Task objective
Given the records that follow, return each one verbatim.

Records shown
☆ ☆ ☆
PR #286, opened 2021-09-15
Small cleanup & refactoring

st0012:


lib/debug/thread_client.rb
```diff
@@ -659,18 +659,17 @@ def wait_next_action
 
     def wait_next_action_
       # assertions
-      raise "@mode is #{@mode}" unless @mode == :waiting
+      raise "@mode is #{@mode}" if !waiting?
```
st0012, line 662: I think `if !state?` conveys the expectation clearer.

ko1: `unless` is clear for me.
☆ ☆ ☆
Problem solution
PR #286, opened 2021-09-15
Small cleanup & refactoring

st0012:


lib/debug/thread_client.rb
```diff
@@ -659,18 +659,17 @@ def wait_next_action
 
     def wait_next_action_
       # assertions
-      raise "@mode is #{@mode}" unless @mode == :waiting
+      raise "@mode is #{@mode}" if !waiting?
```
st0012, line 662: I think `if !state?` conveys the expectation clearer.

ko1: `unless` is clear for me.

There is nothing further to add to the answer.